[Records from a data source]
PR #243, opened 2020-01-20
Feature/update slugs

tsubik:
Change slugs whenever title changes for models with friendly_id module.

I added history for TPISectors and Companies as we are using slugs in the url there. Should be also done for Pages, but that's more work. Maybe instead of Dynamic routing we should have one route `get 'tpi/:page'? I could try that in this PR.

### DIFF
--- a/app/controllers/tpi/companies_controller.rb
+++ b/app/controllers/tpi/companies_controller.rb
@@ -3,6 +3,7 @@ module TPI
     include UserDownload
 
     before_action :fetch_company
+    before_action :redirect_if_numeric_or_historic_slug, only: [:show]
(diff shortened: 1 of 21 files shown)


simaob:
I think that's worth the try!

tsubik:
Ok, After consideration, I think it's better to do smaller steps and do the Page refactor in another PR. Not sure when I can do that as I'm trying to figure out authorization and maybe there are higher priority stories.

tsubik:
So, I'm marking this ready to review.

tsubik:
Also worth to mention that if they already changed some titles, and slugs for them should be updated than we either have to update them manually or they have to change title to previous value and back to normal to get updated slug.

PR #245, opened 2020-01-21
Feature/admin youtube videos

batraisk:


tsubik:
Hmm, I thought this is about allowing to embed youtube videos directly through Trix editor.

tsubik:
Hmm, Trix editor is simple and there are ways to insertHtml into editor, just might not be easy to plug this in our interface. I'm worried that introducing other one like CKEditor could introduce new issues. Although, the client seems to want a way more flexibility in terms of static pages content management, so I'm not sure. Maybe it is worth a try? @simaob

simaob:
I think @aabdaab found it a bit tricky to add the embeds to Trix. But that would be the preferred choice yes. Does trix support other HTML and/or markdown? Those would be nice too.
Adding a different editor at this time might be too much, and bring too many risks.
As an alternative to adding the embeds directly on Trix I suggested adding a different field, for ease of implementation.

tsubik:
It does not support markdown.

app/views/admin/pages/_content_fields.html.erb
```diff
@@ -3,7 +3,11 @@
 <%= content_tag :div, class: 'nested-fields', data: { controller: 'content', new_record: is_new_record } do %>
   <%= form.input :title %>
   <%= form.input :content_type %>
-  <%= form.input :text, as: :trix %>
+  <li class="input">
```
tsubik: I think I can propose some improvement here.

To be able to do something like this

```
form.input :text, as: trix, embed_youtube: true
```

With deafult option to `false`, to not enable this to all trix editor instances across the app.

You can extend TrixInput, it is in `app/inputs/trix_input.rb` and add a controller there if option is present. I think those extra options could be in `options` hash. Take a look at some examples of extending formtastic inputs either in this repo or in active admin, or just on formtastic docs.

app/javascript/admin/controllers/embed_trix_controller.js
```diff
@@ -0,0 +1,52 @@
+import { Controller } from 'stimulus';
+
+const Trix = require('trix');
+
+export default class extends Controller {
```
tsubik: Nice way of extending the editor.

tsubik:
This "enter" problem is when to the fact that Trix attachment is selected (this little close icon is shown). Sometimes the video is like "refreshed" when adding new lines, weird, but not a blocker.

tsubik:
Works great! You could also add this editor to page `description`, and for CCLOWPage and News.

tsubik:
One thing I would think about also is how to make it look better on the page itself. With width: 100% but maintaining aspect ratio.

tsubik:
Something like

```
figure[data-trix-content-type='application/youtube-video.html'] {
  padding-top: 0.8 * 56.25%;
  height: 0;
  position: relative;
  width: 80%;
  margin: 0 auto;

  iframe {
    position: absolute;
	  top: 0;
	  left: 0;
	  width: 100%;
	  height: 100%;
  }
}
```

Placed in `stylesheets/common/youtube.scss` and import that for both TPI and CCLOW. That would make youtube video 80% of the container width with maintaining proper 16:9 aspect ratio.

simaob:
Nice work! =)

PR #246, opened 2020-01-21
Feature/authorization rules ts

tsubik:
This authorization is a pretty complex feature. What if we use validations instead of throwing errors. Here is the PR with suggested changes.

When user will try to publish/unpublish forbidden record he will get a validation error. The same with importing.


tsubik:
Btw. we have an error with data uploading. It was designed to not put through any changes until all validation errors are gone. Meaning, the file with just one row invalid shouldn't update anything. The rollback for changes have been commented out and now it's updating/creating silently in the background the valid rows.

PR #248, opened 2020-01-22
Map changes

aabdaab:
This PR adds changes to the map:
* Change projection to Equal Earth
* Make both the country border and the bubble clickable to reveal the tooltip
* Remove the multiply blending mode on bubbles and z-index order them by value (the bigger would appear first)
* Add option to show European Union's aggregated data
* Add margin-top to the map to avoid being hidden by the map controls

Screenshot 2020-01-22 at 12 52 12


tsubik:
:eyes:

aabdaab:
Regarding the height, there was a requirement about having the whole map module fitting in ~700px of height. Maybe we could sacrifice some paddings in the legend part if the map appears too small 🤔
Distinguishing between mouse click and drag is a good idea, let me tackle that.

tsubik:
Nice :)

Here is one more thing. Sometimes I have weird behaviour, like on the gif below.

weird_behaviour

aabdaab:
this react-tooltip with react-simple-maps produces some weird behaviors. Clicking the geographies to show the tooltip and **at the same time** highlighting its boundaries works inconsistently for some reason. Curiously enough, the issue doesn't reproduce when we don't highlight the strokes (the tooltip always shows in this case when we click on the shape). So, I'm still working on it, checking if the distinction between dragging and clicking has introduced some regressions

aabdaab:
After many turbulences with the different ReactTooltip in the map cases, this is ready again ☝️ Implementation of the new mobile design version will come in a different PR.

tsubik:
Nice! I don't see previous issues anymore. 

Hopefully some small things below. There is a small gray bar at the top of the map, and on country pages, the map is narrower which places checkbox almost at the dropdown. 

image

aabdaab:
thanks for spotting this, it's probably because of the margin-top I added that was meant mainly for the homepage map, let me check this

tsubik:
That margin bar is also on the home page.

aabdaab:
I pushed the commit that removes the grey navbar from the map. About the button overlapping a dropdown, do you have developers tools opened? Or maybe browser zoom is different from 100%? I can't reproduce that:
image

tsubik:
I have 100% set, on firefox I have even checkbox behind the dropdown, hmm. The Width of map is 952px.

tsubik:
maybe that checkbox could go into map__selectors, with flex there and `margin-left: auto` it could be on the right if selectors takes the whole map width. I would set max width for dropdowns.

aabdaab:
ok! could you check again if you still have this issue ☝️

→ What you need to do: The records above are to be given again in full, word for word.

→ Exercise answer:
PR #243, opened 2020-01-20
Feature/update slugs

tsubik:
Change slugs whenever title changes for models with friendly_id module.

I added history for TPISectors and Companies as we are using slugs in the url there. Should be also done for Pages, but that's more work. Maybe instead of Dynamic routing we should have one route `get 'tpi/:page'? I could try that in this PR.

### DIFF
--- a/app/controllers/tpi/companies_controller.rb
+++ b/app/controllers/tpi/companies_controller.rb
@@ -3,6 +3,7 @@ module TPI
     include UserDownload
 
     before_action :fetch_company
+    before_action :redirect_if_numeric_or_historic_slug, only: [:show]
(diff shortened: 1 of 21 files shown)


simaob:
I think that's worth the try!

tsubik:
Ok, After consideration, I think it's better to do smaller steps and do the Page refactor in another PR. Not sure when I can do that as I'm trying to figure out authorization and maybe there are higher priority stories.

tsubik:
So, I'm marking this ready to review.

tsubik:
Also worth to mention that if they already changed some titles, and slugs for them should be updated than we either have to update them manually or they have to change title to previous value and back to normal to get updated slug.

PR #245, opened 2020-01-21
Feature/admin youtube videos

batraisk:


tsubik:
Hmm, I thought this is about allowing to embed youtube videos directly through Trix editor.

tsubik:
Hmm, Trix editor is simple and there are ways to insertHtml into editor, just might not be easy to plug this in our interface. I'm worried that introducing other one like CKEditor could introduce new issues. Although, the client seems to want a way more flexibility in terms of static pages content management, so I'm not sure. Maybe it is worth a try? @simaob

simaob:
I think @aabdaab found it a bit tricky to add the embeds to Trix. But that would be the preferred choice yes. Does trix support other HTML and/or markdown? Those would be nice too.
Adding a different editor at this time might be too much, and bring too many risks.
As an alternative to adding the embeds directly on Trix I suggested adding a different field, for ease of implementation.

tsubik:
It does not support markdown.

app/views/admin/pages/_content_fields.html.erb
```diff
@@ -3,7 +3,11 @@
 <%= content_tag :div, class: 'nested-fields', data: { controller: 'content', new_record: is_new_record } do %>
   <%= form.input :title %>
   <%= form.input :content_type %>
-  <%= form.input :text, as: :trix %>
+  <li class="input">
```
tsubik: I think I can propose some improvement here.

To be able to do something like this

```
form.input :text, as: trix, embed_youtube: true
```

With deafult option to `false`, to not enable this to all trix editor instances across the app.

You can extend TrixInput, it is in `app/inputs/trix_input.rb` and add a controller there if option is present. I think those extra options could be in `options` hash. Take a look at some examples of extending formtastic inputs either in this repo or in active admin, or just on formtastic docs.

app/javascript/admin/controllers/embed_trix_controller.js
```diff
@@ -0,0 +1,52 @@
+import { Controller } from 'stimulus';
+
+const Trix = require('trix');
+
+export default class extends Controller {
```
tsubik: Nice way of extending the editor.

tsubik:
This "enter" problem is when to the fact that Trix attachment is selected (this little close icon is shown). Sometimes the video is like "refreshed" when adding new lines, weird, but not a blocker.

tsubik:
Works great! You could also add this editor to page `description`, and for CCLOWPage and News.

tsubik:
One thing I would think about also is how to make it look better on the page itself. With width: 100% but maintaining aspect ratio.

tsubik:
Something like

```
figure[data-trix-content-type='application/youtube-video.html'] {
  padding-top: 0.8 * 56.25%;
  height: 0;
  position: relative;
  width: 80%;
  margin: 0 auto;

  iframe {
    position: absolute;
	  top: 0;
	  left: 0;
	  width: 100%;
	  height: 100%;
  }
}
```

Placed in `stylesheets/common/youtube.scss` and import that for both TPI and CCLOW. That would make youtube video 80% of the container width with maintaining proper 16:9 aspect ratio.

simaob:
Nice work! =)

PR #246, opened 2020-01-21
Feature/authorization rules ts

tsubik:
This authorization is a pretty complex feature. What if we use validations instead of throwing errors. Here is the PR with suggested changes.

When user will try to publish/unpublish forbidden record he will get a validation error. The same with importing.


tsubik:
Btw. we have an error with data uploading. It was designed to not put through any changes until all validation errors are gone. Meaning, the file with just one row invalid shouldn't update anything. The rollback for changes have been commented out and now it's updating/creating silently in the background the valid rows.

PR #248, opened 2020-01-22
Map changes

aabdaab:
This PR adds changes to the map:
* Change projection to Equal Earth
* Make both the country border and the bubble clickable to reveal the tooltip
* Remove the multiply blending mode on bubbles and z-index order them by value (the bigger would appear first)
* Add option to show European Union's aggregated data
* Add margin-top to the map to avoid being hidden by the map controls

Screenshot 2020-01-22 at 12 52 12


tsubik:
:eyes:

aabdaab:
Regarding the height, there was a requirement about having the whole map module fitting in ~700px of height. Maybe we could sacrifice some paddings in the legend part if the map appears too small 🤔
Distinguishing between mouse click and drag is a good idea, let me tackle that.

tsubik:
Nice :)

Here is one more thing. Sometimes I have weird behaviour, like on the gif below.

weird_behaviour

aabdaab:
this react-tooltip with react-simple-maps produces some weird behaviors. Clicking the geographies to show the tooltip and **at the same time** highlighting its boundaries works inconsistently for some reason. Curiously enough, the issue doesn't reproduce when we don't highlight the strokes (the tooltip always shows in this case when we click on the shape). So, I'm still working on it, checking if the distinction between dragging and clicking has introduced some regressions

aabdaab:
After many turbulences with the different ReactTooltip in the map cases, this is ready again ☝️ Implementation of the new mobile design version will come in a different PR.

tsubik:
Nice! I don't see previous issues anymore. 

Hopefully some small things below. There is a small gray bar at the top of the map, and on country pages, the map is narrower which places checkbox almost at the dropdown. 

image

aabdaab:
thanks for spotting this, it's probably because of the margin-top I added that was meant mainly for the homepage map, let me check this

tsubik:
That margin bar is also on the home page.

aabdaab:
I pushed the commit that removes the grey navbar from the map. About the button overlapping a dropdown, do you have developers tools opened? Or maybe browser zoom is different from 100%? I can't reproduce that:
image

tsubik:
I have 100% set, on firefox I have even checkbox behind the dropdown, hmm. The Width of map is 952px.

tsubik:
maybe that checkbox could go into map__selectors, with flex there and `margin-left: auto` it could be on the right if selectors takes the whole map width. I would set max width for dropdowns.

aabdaab:
ok! could you check again if you still have this issue ☝️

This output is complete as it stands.